Check the entries below for lines with "self"; report only how many there are.

### Excerpted data

PR #2331, opened 2018-02-14
Jormun: handle crowfly in ridesharing

xlqian:
https://jira.canaltp.fr/browse/NAVP-792

### DIFF
--- a/source/jormungandr/jormungandr/scenarios/new_default.py
+++ b/source/jormungandr/jormungandr/scenarios/new_default.py
@@ -556,7 +556,16 @@ def _is_fake_car_section(section):
 
 
 def _switch_back_to_ridesharing(response, is_first_section):
+    """
+    
+    :param response: a pb_response returned by kraken
+    :param is_first_section: a bool indicates that if the first_section or last_section is a ridesharing section
+                             True if the first_section is, False if the last_section is
+    :return: 
+    """
     for journey in response.journeys:
+        if len(journey.sections) == 0:
+            continue
         section_idx = 0 if is_first_section else -1
         section = journey.sections[section_idx]
         if _is_fake_car_section(section):
--- a/source/jormungandr/jormungandr/scenarios/new_default.py
+++ b/source/jormungandr/jormungandr/scenarios/new_default.py
@@ -548,20 +548,17 @@ def _tag_by_mode(responses):
 
 
 def _is_fake_car(i, section, sections):
-    if section.type == response_pb2.STREET_NETWORK \
-            and section.street_network.mode == response_pb2.Car:
-        if (len(sections) > i + 1 and sections[i + 1].type != response_pb2.PARK) or \
-                (i > 0 and sections[i - 1].type != response_pb2.LEAVE_PARKING) \
-                or len(sections) == 1:
-                    return True
-    return False
+    return section.type == response_pb2.STREET_NETWORK \
+            and section.street_network.mode == response_pb2.Car and\
+            ((len(sections) > i + 1 and sections[i + 1].type != response_pb2.PARK) or
+             (i > 0 and sections[i - 1].type != response_pb2.LEAVE_PARKING)
+             or len(sections) == 1)
 
 
 def _is_fake_crowfly(i, section, sections, dep_mode, arr_mode):
-    if (dep_mode == "ridesharing" and i == 0 and section.type == response_pb2.CROW_FLY) or \
-            (arr_mode == "ridesharing" and i == (len(sections) - 1) and section.type == response_pb2.CROW_FLY):
-                return True
-    return False
+    return (dep_mode == "ridesharing" and i == 0 and section.type == response_pb2.CROW_FLY) or \
+            (arr_mode == "ridesharing" and i == (len(sections) - 1) and section.type == response_pb2.CROW_FLY)
+
 
 
 def _switch_back_to_ridesharing(response, dep_mode, arr_mode):
--- a/source/jormungandr/jormungandr/scenarios/new_default.py
+++ b/source/jormungandr/jormungandr/scenarios/new_default.py
@@ -555,16 +555,16 @@ def _is_fake_car_section(section):
            section.street_network.mode == response_pb2.Car
 
 
-def _switch_back_to_ridesharing(response, section_index):
-
+def _switch_back_to_ridesharing(response, sections_ind):
     for journey in response.journeys:
-        section = journey.sections[section_index]
-        if _is_fake_car_section(section):
-            section.street_network.mode = response_pb2.Ridesharing
-            journey.durations.ridesharing += section.duration
-            journey.durations.car -= section.duration
-            journey.distances.ridesharing += section.length
-            journey.distances.car -= section.length
+        for i in sections_ind:
+            section = journey.sections[i]
+            if _is_fake_car_section(section):
+                section.street_network.mode = response_pb2.Ridesharing
+                journey.durations.ridesharing += section.duration
+                journey.durations.car -= section.duration
+                journey.distances.ridesharing += section.length
+                journey.distances.car -= section.length
 
 def nb_journeys(responses):
     return sum(1 for r in responses for j in r.journeys if not journey_filter.to_be_deleted(j))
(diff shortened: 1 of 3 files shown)


source/jormungandr/jormungandr/scenarios/new_default.py
```diff
@@ -546,20 +546,34 @@ def _tag_by_mode(responses):
...
-                        (i > 0 and journey.sections[i-1].type != response_pb2.LEAVE_PARKING) \
-                        or len(journey.sections) == 1:
-                    #TODO: handle crowfly :(
-                    section.street_network.mode = response_pb2.Ridesharing
-                    journey.durations.ridesharing += section.duration
-                    journey.durations.car -= section.duration
-                    journey.distances.ridesharing += section.length
-                    journey.distances.car -= section.length
+            if _is_fake_car(i, section, journey.sections) or \
+                    _is_fake_crowfly(i, section, journey.sections, dep_mode, arr_mode):
```
kinnou02: Since we look at `dep_mode` and `arr_mode` it's probably easier to always do it this way and no more guessing with the absence of park section

kinnou02 (dismissed):

pbougue (commented):
Would be nice to add test if it's easily doable.

xlqian:
@pbougue that's why i added the do_not_merge tag while i was working on the test

source/jormungandr/jormungandr/scenarios/new_default.py
```diff
@@ -546,20 +546,26 @@ def _tag_by_mode(responses):
         for j in r.journeys:
             _tag_journey_by_mode(j)
 
-def _switch_back_to_ridesharing(response):
+
+def _is_fake_car(i, section, sections, dep_mode, arr_mode):
```
pbougue: please rename that `i` param 🙏  (if you keep the code that way)
also it's redundant to have `index and sections` on one side, and `section` on the other side

source/jormungandr/jormungandr/scenarios/new_default.py
```diff
@@ -546,20 +546,26 @@ def _tag_by_mode(responses):
...
-                if (len(journey.sections) > i+1 and journey.sections[i+1].type != response_pb2.PARK) or \
-                        (i > 0 and journey.sections[i-1].type != response_pb2.LEAVE_PARKING) \
-                        or len(journey.sections) == 1:
-                    #TODO: handle crowfly :(
-                    section.street_network.mode = response_pb2.Ridesharing
-                    journey.durations.ridesharing += section.duration
-                    journey.durations.car -= section.duration
-                    journey.distances.ridesharing += section.length
-                    journey.distances.car -= section.length
+            if _is_fake_car(i, section, journey.sections, dep_mode, arr_mode):
```
pbougue: It looks a bit weird to loop over all sections when only the first and the last are of interest... To me a function for that is obfuscating the code for no gain (half of the params are useless depending on the case, if not all when on PT section).
Maybe a function with only `(section, requested_mode)` params could be nicer.

xlqian: you're right, I hesitated A LOT and finally i left it that way :D, since you spot that, i'll make it in your way

source/jormungandr/jormungandr/scenarios/new_default.py
```diff
@@ -869,7 +873,9 @@ def worker(dep_mode, arr_mode, instance, request, request_id):
             for idx, j in enumerate(local_resp.journeys):
                 j.internal_id = "{resp}-{j}".format(resp=self.nb_kraken_calls, j=idx)
             if 'ridesharing' in dep_mode or 'ridesharing' in arr_mode:
-                _switch_back_to_ridesharing(local_resp)
+                # dep_mode and arr_mode cannot be ridesharing at the same time
```
TeXitoi: False, it can if you ask for only ridesharing in last and first section mode.

pbougue (approved):

source/jormungandr/jormungandr/scenarios/new_default.py
```diff
@@ -546,21 +546,25 @@ def _tag_by_mode(responses):
...
-                    journey.durations.car -= section.duration
-                    journey.distances.ridesharing += section.length
-                    journey.distances.car -= section.length
 
+def _is_fake_car_section(section):
+    """
+    This function test if the section is a fake car section
+    """
+    return (section.type == response_pb2.STREET_NETWORK or section.type == response_pb2.CROW_FLY) and \
+           section.street_network.mode == response_pb2.Car
```
TeXitoi: If you do a journey with `first_section_mode[]=car&first_section_mode[]=ridesharing&first_section_mode[]=walking` it will not work.

TeXitoi (changes requested):

source/jormungandr/jormungandr/scenarios/new_default.py
xlqian: @TeXitoi  `then it's impossible to achieve this PR's objective in a simple way... since when the OSM is missing, i can't tell if the journey is for car or ridesharing.... ` <-- not true...

source/jormungandr/jormungandr/scenarios/new_default.py
xlqian: ok

source/jormungandr/jormungandr/scenarios/new_default.py
pbougue: At that point we only have one `dep_mode` and one `arr_mode` (already dispatched, and tested earlier), no?
To be tested but it looks OK.

source/jormungandr/jormungandr/scenarios/new_default.py
pbougue: OK with @TeXitoi we should manage it separatly, then (first_section, then last_section).

source/jormungandr/jormungandr/scenarios/new_default.py
TeXitoi: If a test shows that it's working, OK.

xlqian:
Adding more tests...

xlqian:
Jenkins, test this please!

source/jormungandr/jormungandr/scenarios/new_default.py
```diff
@@ -546,22 +546,26 @@ def _tag_by_mode(responses):
...
+    This function test if the section is a fake car section
+    """
+    return (section.type == response_pb2.STREET_NETWORK or section.type == response_pb2.CROW_FLY) and \
+            section.street_network.mode == response_pb2.Car
 
 
+def _switch_back_to_ridesharing(response, is_first_section):
+    for journey in response.journeys:
+        section_idx = 0 if is_first_section else -1
+        section = journey.sections[section_idx]
```
pbougue: could be nice to test that you have a section

source/jormungandr/jormungandr/scenarios/new_default.py
```diff
@@ -546,22 +546,26 @@ def _tag_by_mode(responses):
...
+
+def _is_fake_car_section(section):
+    """
+    This function test if the section is a fake car section
+    """
+    return (section.type == response_pb2.STREET_NETWORK or section.type == response_pb2.CROW_FLY) and \
+            section.street_network.mode == response_pb2.Car
 
 
+def _switch_back_to_ridesharing(response, is_first_section):
```
pbougue: minor: nice to have a comment on is_first_section use

source/jormungandr/tests/instant_system_new_default_routing_tests.py
```diff
@@ -292,6 +292,33 @@ def test_start_ridesharing_with_pt(self):
         assert 'ridesharing' in journeys[0].get('tags')
         assert journeys[0].get('durations').get('ridesharing') == 37
 
+        q = journey_basic_query + \
+            ("&first_section_mode[]=ridesharing"
+             "&first_section_mode[]=car"
+             "&last_section_mode[]=walking"
+             "&ridesharing_speed=2.5")
```
pbougue: If you add `car_speed=2.5` you should be able to test that you get a fourth journey car+PT
Also would be nice to test section types on each journey (and a comment to explain direct car, fallback ridesharing, etc.)

benoit-bst (approved):

pbougue (approved):

TeXitoi (approved):

PR #2333, opened 2018-02-15
Jormun: fix bug when requesting ridesharing only on last section 

pbougue:


TeXitoi (approved):

benoit-bst (approved):

source/jormungandr/jormungandr/scenarios/new_default.py
```diff
@@ -822,7 +822,8 @@ def fill_journeys(self, request_type, api_request, instance):
         compute_car_co2_emission(pb_resp, api_request, instance)
         tag_journeys(pb_resp)
 
-        if 'ridesharing' in ridesharing_req['origin_mode'] and instance.ridesharing_services:
+        if 'ridesharing' in ridesharing_req['origin_mode'] + ridesharing_req['destination_mode'] \
```
xlqian: (just a technical detail) i'd prefer `if 'ridesharing' in (ridesharing_req['origin_mode'], ridesharing_req['destination_mode'])`, since the `+` operator will do a useless copy(in this case)

xlqian (approved):

source/jormungandr/jormungandr/scenarios/new_default.py
xlqian: OTAN pour moi

mbounabi (approved):

kinnou02 (approved):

######

**Worked solution:** 3